*** Data extract Section Begins ***

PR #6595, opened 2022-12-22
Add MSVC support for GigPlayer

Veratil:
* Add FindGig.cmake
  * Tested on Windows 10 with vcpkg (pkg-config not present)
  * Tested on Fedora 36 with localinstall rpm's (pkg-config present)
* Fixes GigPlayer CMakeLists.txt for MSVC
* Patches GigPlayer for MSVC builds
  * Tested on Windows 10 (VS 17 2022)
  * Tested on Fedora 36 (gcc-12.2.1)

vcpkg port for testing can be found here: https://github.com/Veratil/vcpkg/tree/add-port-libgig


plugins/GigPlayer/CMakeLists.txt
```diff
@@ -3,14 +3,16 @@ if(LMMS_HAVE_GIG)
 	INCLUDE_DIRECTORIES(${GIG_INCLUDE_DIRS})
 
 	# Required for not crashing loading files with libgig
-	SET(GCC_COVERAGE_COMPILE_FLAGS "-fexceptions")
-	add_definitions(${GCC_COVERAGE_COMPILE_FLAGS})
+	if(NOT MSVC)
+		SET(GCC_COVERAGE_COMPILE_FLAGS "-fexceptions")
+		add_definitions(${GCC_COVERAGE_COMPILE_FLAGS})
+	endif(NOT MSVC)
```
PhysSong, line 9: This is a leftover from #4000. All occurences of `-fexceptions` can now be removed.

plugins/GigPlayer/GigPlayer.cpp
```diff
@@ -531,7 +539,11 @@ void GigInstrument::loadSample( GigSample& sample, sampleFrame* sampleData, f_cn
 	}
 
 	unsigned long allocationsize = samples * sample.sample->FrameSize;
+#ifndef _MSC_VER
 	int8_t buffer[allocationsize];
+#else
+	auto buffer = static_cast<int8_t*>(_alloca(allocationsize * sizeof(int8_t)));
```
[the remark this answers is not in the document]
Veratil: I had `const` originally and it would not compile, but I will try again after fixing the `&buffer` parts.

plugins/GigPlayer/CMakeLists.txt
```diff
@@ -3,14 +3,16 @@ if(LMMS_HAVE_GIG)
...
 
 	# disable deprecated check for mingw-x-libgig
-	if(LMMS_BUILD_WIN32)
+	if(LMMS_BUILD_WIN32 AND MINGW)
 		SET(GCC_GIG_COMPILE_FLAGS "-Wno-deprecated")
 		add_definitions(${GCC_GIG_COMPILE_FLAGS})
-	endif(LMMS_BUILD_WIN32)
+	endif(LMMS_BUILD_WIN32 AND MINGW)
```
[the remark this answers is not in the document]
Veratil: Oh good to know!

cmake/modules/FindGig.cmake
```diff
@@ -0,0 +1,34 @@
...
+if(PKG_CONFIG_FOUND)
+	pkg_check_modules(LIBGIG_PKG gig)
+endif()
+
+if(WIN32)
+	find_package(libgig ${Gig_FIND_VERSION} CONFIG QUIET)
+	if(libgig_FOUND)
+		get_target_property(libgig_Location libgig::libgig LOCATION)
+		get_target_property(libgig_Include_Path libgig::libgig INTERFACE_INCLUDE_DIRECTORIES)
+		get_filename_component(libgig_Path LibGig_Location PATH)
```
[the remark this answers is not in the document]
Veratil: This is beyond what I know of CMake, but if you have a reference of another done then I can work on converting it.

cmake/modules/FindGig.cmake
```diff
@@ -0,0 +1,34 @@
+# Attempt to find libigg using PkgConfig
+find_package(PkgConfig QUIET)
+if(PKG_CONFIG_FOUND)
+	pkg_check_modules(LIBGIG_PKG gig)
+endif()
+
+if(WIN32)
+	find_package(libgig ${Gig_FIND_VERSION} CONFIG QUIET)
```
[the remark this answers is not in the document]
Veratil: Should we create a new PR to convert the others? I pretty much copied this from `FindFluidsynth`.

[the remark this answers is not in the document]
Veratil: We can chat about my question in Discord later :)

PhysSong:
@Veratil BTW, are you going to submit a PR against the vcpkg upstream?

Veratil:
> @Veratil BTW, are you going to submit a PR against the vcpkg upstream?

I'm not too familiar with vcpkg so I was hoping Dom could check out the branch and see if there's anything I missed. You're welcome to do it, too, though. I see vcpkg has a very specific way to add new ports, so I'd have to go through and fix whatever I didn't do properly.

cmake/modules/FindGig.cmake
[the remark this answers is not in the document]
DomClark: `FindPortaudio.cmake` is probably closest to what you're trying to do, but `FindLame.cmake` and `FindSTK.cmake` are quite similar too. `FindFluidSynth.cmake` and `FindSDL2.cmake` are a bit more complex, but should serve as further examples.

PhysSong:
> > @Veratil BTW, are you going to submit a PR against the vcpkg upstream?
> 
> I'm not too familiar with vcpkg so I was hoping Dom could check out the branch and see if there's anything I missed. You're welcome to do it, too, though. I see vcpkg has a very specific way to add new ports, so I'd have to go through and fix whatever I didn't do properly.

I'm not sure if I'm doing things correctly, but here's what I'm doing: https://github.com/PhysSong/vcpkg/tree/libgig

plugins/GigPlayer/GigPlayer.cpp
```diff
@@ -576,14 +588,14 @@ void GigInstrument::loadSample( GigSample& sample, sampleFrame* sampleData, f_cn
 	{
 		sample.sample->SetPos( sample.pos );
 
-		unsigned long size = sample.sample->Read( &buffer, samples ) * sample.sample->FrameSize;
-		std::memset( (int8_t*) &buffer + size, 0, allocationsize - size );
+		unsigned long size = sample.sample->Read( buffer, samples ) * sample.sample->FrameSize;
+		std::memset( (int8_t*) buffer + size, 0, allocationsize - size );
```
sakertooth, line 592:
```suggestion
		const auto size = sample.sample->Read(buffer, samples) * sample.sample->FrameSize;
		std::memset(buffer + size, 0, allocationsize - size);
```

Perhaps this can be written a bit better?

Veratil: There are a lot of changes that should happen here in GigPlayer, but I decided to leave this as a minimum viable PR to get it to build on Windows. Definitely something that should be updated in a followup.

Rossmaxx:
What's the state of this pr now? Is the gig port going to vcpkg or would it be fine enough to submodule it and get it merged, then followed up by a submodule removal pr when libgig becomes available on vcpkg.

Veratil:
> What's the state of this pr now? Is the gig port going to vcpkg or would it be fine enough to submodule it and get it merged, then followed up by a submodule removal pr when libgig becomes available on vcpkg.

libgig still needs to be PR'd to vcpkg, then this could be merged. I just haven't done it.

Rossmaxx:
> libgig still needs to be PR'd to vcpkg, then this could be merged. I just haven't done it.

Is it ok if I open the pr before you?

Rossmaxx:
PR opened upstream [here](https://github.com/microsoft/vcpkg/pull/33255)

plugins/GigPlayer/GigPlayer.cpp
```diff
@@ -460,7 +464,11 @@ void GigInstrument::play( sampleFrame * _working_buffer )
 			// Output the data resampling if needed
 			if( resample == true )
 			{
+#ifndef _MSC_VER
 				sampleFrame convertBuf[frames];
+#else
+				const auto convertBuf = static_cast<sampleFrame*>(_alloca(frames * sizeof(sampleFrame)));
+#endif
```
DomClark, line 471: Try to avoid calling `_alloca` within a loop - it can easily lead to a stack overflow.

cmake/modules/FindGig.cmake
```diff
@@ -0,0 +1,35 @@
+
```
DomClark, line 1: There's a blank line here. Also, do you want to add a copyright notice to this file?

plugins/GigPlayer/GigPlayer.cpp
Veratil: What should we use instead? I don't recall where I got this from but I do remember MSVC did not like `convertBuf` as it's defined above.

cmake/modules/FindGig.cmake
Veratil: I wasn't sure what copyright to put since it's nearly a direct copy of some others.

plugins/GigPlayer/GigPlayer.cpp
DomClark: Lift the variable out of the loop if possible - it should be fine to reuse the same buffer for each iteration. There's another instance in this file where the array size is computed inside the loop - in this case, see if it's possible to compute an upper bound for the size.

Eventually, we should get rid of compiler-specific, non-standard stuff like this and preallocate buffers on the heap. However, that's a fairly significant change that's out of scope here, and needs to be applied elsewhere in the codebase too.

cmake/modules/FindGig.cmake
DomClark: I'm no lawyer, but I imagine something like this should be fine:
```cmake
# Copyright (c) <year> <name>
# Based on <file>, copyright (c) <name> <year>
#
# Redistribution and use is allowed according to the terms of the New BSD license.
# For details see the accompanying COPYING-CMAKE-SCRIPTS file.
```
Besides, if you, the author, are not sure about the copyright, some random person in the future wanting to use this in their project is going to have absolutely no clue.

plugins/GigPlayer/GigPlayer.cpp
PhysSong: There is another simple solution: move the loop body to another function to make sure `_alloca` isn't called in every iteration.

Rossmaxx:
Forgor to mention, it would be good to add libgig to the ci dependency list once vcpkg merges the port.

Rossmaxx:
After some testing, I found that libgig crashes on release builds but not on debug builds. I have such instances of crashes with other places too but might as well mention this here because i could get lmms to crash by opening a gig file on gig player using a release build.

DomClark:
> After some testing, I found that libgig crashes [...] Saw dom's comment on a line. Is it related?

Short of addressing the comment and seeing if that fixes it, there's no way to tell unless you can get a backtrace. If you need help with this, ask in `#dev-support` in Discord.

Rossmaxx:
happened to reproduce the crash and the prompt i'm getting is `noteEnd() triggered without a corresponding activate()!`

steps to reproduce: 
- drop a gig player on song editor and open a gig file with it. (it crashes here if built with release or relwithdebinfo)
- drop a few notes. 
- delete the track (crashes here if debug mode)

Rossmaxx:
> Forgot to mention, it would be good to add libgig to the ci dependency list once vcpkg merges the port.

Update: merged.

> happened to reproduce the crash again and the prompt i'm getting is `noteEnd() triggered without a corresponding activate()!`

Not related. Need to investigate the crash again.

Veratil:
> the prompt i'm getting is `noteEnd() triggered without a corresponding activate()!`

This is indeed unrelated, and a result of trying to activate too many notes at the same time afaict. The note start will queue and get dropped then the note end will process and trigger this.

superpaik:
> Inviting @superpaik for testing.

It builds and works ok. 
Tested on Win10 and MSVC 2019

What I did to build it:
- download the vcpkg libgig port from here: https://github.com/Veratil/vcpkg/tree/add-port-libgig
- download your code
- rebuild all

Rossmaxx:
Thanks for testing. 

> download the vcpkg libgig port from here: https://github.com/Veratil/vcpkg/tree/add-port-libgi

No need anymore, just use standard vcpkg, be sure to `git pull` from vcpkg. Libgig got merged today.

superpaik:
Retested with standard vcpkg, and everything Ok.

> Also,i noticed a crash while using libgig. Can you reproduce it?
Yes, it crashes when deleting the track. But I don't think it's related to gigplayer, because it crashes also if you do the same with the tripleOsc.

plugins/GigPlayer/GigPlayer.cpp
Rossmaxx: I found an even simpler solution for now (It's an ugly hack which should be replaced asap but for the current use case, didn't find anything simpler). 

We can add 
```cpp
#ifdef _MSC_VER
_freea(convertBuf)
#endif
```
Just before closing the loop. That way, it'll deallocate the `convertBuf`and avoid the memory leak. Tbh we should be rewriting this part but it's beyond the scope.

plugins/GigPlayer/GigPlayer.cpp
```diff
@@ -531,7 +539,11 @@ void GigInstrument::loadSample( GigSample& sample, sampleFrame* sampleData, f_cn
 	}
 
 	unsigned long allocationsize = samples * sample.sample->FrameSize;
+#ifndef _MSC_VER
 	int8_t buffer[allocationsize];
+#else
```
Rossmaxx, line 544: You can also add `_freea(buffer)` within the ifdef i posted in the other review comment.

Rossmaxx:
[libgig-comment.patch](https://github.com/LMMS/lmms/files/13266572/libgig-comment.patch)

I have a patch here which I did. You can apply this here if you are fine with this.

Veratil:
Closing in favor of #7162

*** Data extract Section Ends ***

Problem: Start with the first line. Please copy exactly each line of the listing through the one with "CMakeLists.txt for MSVC", including it.

Output of the task:
PR #6595, opened 2022-12-22
Add MSVC support for GigPlayer

Veratil:
* Add FindGig.cmake
  * Tested on Windows 10 with vcpkg (pkg-config not present)
  * Tested on Fedora 36 with localinstall rpm's (pkg-config present)
* Fixes GigPlayer CMakeLists.txt for MSVC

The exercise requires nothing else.